Protoplasts protocol

Muy lejos, más allá de las montañas de palabras, alejados de los países de las vocales y las consonantes, viven los textos simulados. Viven aislados en casas de letras, en la costa de la semántica, un gran océano de lenguas. Un riachuelo llamado Pons fluye por su pueblo y los abastece con las normas necesarias. Hablamos de un país paraisomático en el que a uno le caen pedazos de frases asadas en la boca. Ni siquiera los todopoderosos signos de puntuación dominan a los textos simulados; una vida, se puede decir, poco ortográfica.
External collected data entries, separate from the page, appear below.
PR #635, opened 2019-04-09
[K8S HELM DEPENDENCY][WIP] Mount kernelspecs via Helm without NFS

witten:
### Overview

This PR provides a way to mount kernelspecs into an Enterprise Gateway Kubernetes pod directly at [Helm](https://helm.sh/) deployment time if using Helm. This is an alternative to mounting kernelspecs into an Enterprise Gateway K8s pod via an NFS server. The motivation is twofold:

* Setting up, maintaining, and deploying kernelspecs to an NFS server is kind of a pain, especially within Kubernetes.
* It'd be super nice for usability if a Helm "release" (Helm's terminology for a deployment) included everything necessary to get Enterprise Gateway up and running.. including kernelspecs. No multiple-step deploys. This works today with the stock kernelspecs (just deploy EG and go), but it'd also be nice if this worked for custom kernelspecs.

### Usage

So the general approach is as follows. The user puts their kernelspecs in a local Helm values file like `kernelspecs.yaml` as follows:

```yaml
kernelspecs:
  spark_python_kubernetes:
    kernel.json: |
      {
        "language": "python",
        "display_name": "Spark - Python (Kubernetes Mode)",
        "metadata": {
          "process_proxy": {
            ...
          }
        }
      }
    run.sh: |
      #!/usr/bin/env bash

      if [ "${EG_IMPERSONATION_ENABLED}" = "True" ]; then
      ...
```

In other words, the files are pasted directly into the YAML. Then, to deploy:

```bash
$ helm upgrade --install --namespace enterprise-gateway enterprise-gateway --values kernelspecs.yaml etc/kubernetes/helm
```

Note the `--values kernelspecs.yaml` part. This passes the kernelspecs into the Helm chart, resulting in the given kernelspecs showing up in the Enterprise Gateway pod, very similar to how they'd show up if mounted from NFS.

### Changes

* Add a K8s ConfigMap containing the kernelspecs provided from the command-line values.
* Consume that ConfigMap within the K8s Deployment, mounting the expected `kernel.json` and `run.sh` (if given) as a volume in the Enterprise Gateway pod.

### Testing

See usage above. I tried:

 * Deploy the given `kernelspecs.yaml`. The files showed up as expected within the EG pod in the kernelspecs directory.
 * Deploy `kernelspecs.yaml` with the `run.sh` entry removed. Just the kernelspec showed up in the pod without any `run.sh`.
 * Deploy without any `--values kernelspecs.yaml` at all. The stock kernespecs showed up in the pod.

### Still to do

* Docs updates, including examples.
* More testing. Specifically, consuming one of these mounted kernels in an actual Jupyter notebook.

### Looking for

Thoughts/reactions? Would you entertain this sort of feature?

### DIFF
--- a/etc/kubernetes/helm/templates/configmap.yaml
+++ b/etc/kubernetes/helm/templates/configmap.yaml
@@ -1,0 +1,21 @@
+{{- if (len .Values.kernelspecs) }}
+apiVersion: v1
+kind: ConfigMap
+metadata:
+  name: enterprise-gateway-kernelspecs
+  labels:
+    name: enterprise-gateway-kernelspecs
+    app: enterprise-gateway
+    chart: {{ .Chart.Name }}-{{ .Chart.Version | replace "+" "_" }}
+    release: {{ .Release.Name }}
+    heritage: {{ .Release.Service }}
+data:
+  {{- range $kernel_name, $kernelspec := .Values.kernelspecs }}
+  {{ $kernel_name }}.kernel.json: |
+{{ index $kernelspec "kernel.json" | indent 4 }}
+  {{ $kernel_name }}.run.sh: |
+  {{- if hasKey $kernelspec "run.sh" }}
+{{ index $kernelspec "run.sh" | indent 4 }}
+  {{- end }}
+  {{- end }}
+{{- end }}
--- a/etc/kubernetes/helm/templates/deployment.yaml
+++ b/etc/kubernetes/helm/templates/deployment.yaml
@@ -57,4 +57,22 @@ spec:
         nfs:
           server: {{ .Values.nfs.internal_server_ip_address }}
           path: "/usr/local/share/jupyter/kernels"
+{{- else if (len .Values.kernelspecs) }}
+        volumeMounts:
+        - name: kernelspecs
+          mountPath: "/usr/local/share/jupyter/kernels"
+      volumes:
+      - name: kernelspecs
+        configMap:
+          name: enterprise-gateway-kernelspecs
+          {{- range $kernel_name, $kernelspec := .Values.kernelspecs }}
+          items:
+          - key: {{ $kernel_name }}.kernel.json
+            path: {{ $kernel_name }}/kernel.json
+          {{- if hasKey $kernelspec "run.sh" }}
+          - key: {{ $kernel_name }}.run.sh
+            path: {{ $kernel_name }}/bin/run.sh
+            mode: 0755
+          {{- end }}
+          {{- end }}
 {{- end }}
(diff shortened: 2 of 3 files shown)


witten:
Responding by numbered point:

1. Doh, I should've seen those other files included in the kernelspecs. I was just looking at a couple of kernels and assuming they were representative.
2. Okay.
3. Yes, the way that the ConfigMap is currently mounted makes the stock kernelspecs unavailable. Although if that's undesirable, it's possible to mount individual sub-directories instead.
4. Yes, YAML file inclusion is possible, although kind of a PITA with Helm. I have done it before for at least one chart.
5. See below about alternate PV ideas.
6. Yup, agreed that in theory this should "just work" assuming the appropriate files are present in the appropriate location!
7. With the approach in this PR, the mounted files within the pod _do_ update if the ConfigMap updates. So you can edit the ConfigMap either through command-line, Kubernetes Dashboard, or a Helm re-deploy, and within a few seconds it'll show up in the pod even if the pod doesn't restart. Not as convenient as hacking on files in your editor of choice on NFS, but perhaps not too bad.

However, I'm beginning to think that I probably shouldn't pursue this ConfigMap-based approach. Here's why: ConfigMaps are designed for deploying configuration, specifically. When I thought it was just a JSON file and perhaps a small shell script, I could convince myself that these kernelspecs are mostly just config. However, once you mentioned that Python files are also part of kernelspecs, that makes me think that trying to shove those into ConfigMaps too would be abusing the intent of ConfigMaps. Plus, there's just the practical challenge of trying to represent an arbitrary hierarchy of files within ConfigMaps, which are fairly non-hierarchical. (They're just keys/values.)

So I'm thinking that I should close this PR. But since I do still think it's valuable to provide non-NFS options, I have a couple of other ideas for how to get custom kernelspecs into Enterprise Gateway on Kubernetes. Some different options:

1. The user can build a custom Docker image that just contains kernelspecs and that's it. Then, the Enterprise Gateway Helm chart can provide a supported way to mount that Docker image's data directly into the Enterprise Gateway container at the expected kernelspec path location. So when you deploy Enterprise Gateway, both Docker images would deploy as part of the same Kubernetes pod. The thinking here is that a custom Docker image is a more appropriate (and practical) way to capture a custom filesystem hierarchy than a ConfigMap is.
2. Or, the user can build a custom Docker image derived from the stock Enterprise Gateway Docker image. In this derived image, replace some or all of the stock kernelspecs with custom kernelspecs. Sort of a fall-back option, and certainly less convenient.

Thoughts?

kevin-bates:
Thanks for the update.  I really appreciate you honoring the intention of configMaps and not try to force the issue - thanks!  This was a very useful exercise nonetheless.

Seems like a kernelspecs "sidecar" is a great way to address customizations.  Folks adopting that approach could either amend or replace the OOTB kernelspecs depending on how they mount and setup `JUPYTER_PATH`.

witten:
Okay, I'll give that approach a shot and see how it works out! Thanks for your feedback.

Issue #638, opened 2019-04-12
Automatically pre-pull kernel images


witten:
Based on the comments below, this ticket has morphed into a feature to pre-pull kernel images to all K8s nodes, so as to sidestep Jupyter's kernel start timeout. This includes pre-pulling:

 * New kernel images, e.g. on a fresh deploy of Enterprise Gateway to a cluster or the addition of a new kernelspec to an existing deployment.
 * Updated kernel images, e.g. a given image name/tag doesn't change, but its underlying image has changed due to a new release.
 * New K8s nodes being added, e.g. due to auto-scaling.

Ideally this feature would dynamically source the set of images to pre-pull from the configured kernelspecs.

#### Original Description

I'm trying to make a custom Spark kernel as per [this comment](https://github.com/jupyter/enterprise_gateway/issues/625#issuecomment-479698455). I've set up a custom kernelspec as per [these docs](https://jupyter-enterprise-gateway.readthedocs.io/en/latest/docker.html#deploying-your-custom-kernel-image) and mounted into the Enterprise Gateway pod [via a custom container image](https://jupyter-enterprise-gateway.readthedocs.io/en/latest/getting-started-kubernetes.html#via-custom-container-image). That all appears to work fine.

However, when the kernel launches a driver pod, it does so with an `imagePullPolicy` of `IfNotPresent` (the default), apparently because one is [not otherwise configured](https://github.com/jupyter/enterprise_gateway/blob/master/etc/kernel-launchers/kubernetes/scripts/kernel-pod.yaml.j2#L55). I'd like to be able to set a different `imagePullPolicy`, e.g. `Always`, because now I'm in a position where I'd like to rev my driver image, but Enterprise Gateway refuses to pull updates and I have no way to override that behavior!

So this is a feature request to provide *some* mechanism for setting the `imagePullPolicy` for the kernel launcher, or by some other mechanism to allow my driver image to receive updates in the cluster.

Relevant section of kernelspec:

```json
  "metadata": {
    "process_proxy": {
      "class_name": "enterprise_gateway.services.processproxies.k8s.KubernetesProcessProxy",
      "config": {
        "image_name": ".../jupyter-python-spark-24-job:initial-import",
        "executor_image_name": ".../jupyter-python-spark-24-job:initial-import"
      }
    }
  },
```

Needless to say, the image tag is not changing with each revision to the image. (If it did, this wouldn't be an issue.)

And here's evidence of the resulting `imagePullPolicy`:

Protoplast luciferase assay protocol

Muy lejos, más allá de las montañas de palabras, alejados de los países de las vocales y las consonantes, viven los textos simulados. Viven aislados en casas de letras, en la costa de la semántica, un gran océano de lenguas. Un riachuelo llamado Pons fluye por su pueblo y los abastece con las normas necesarias. Hablamos de un país paraisomático en el que a uno le caen pedazos de frases asadas en la boca. Ni siquiera los todopoderosos signos de puntuación dominan a los textos simulados; una vida, se puede decir, poco ortográfica.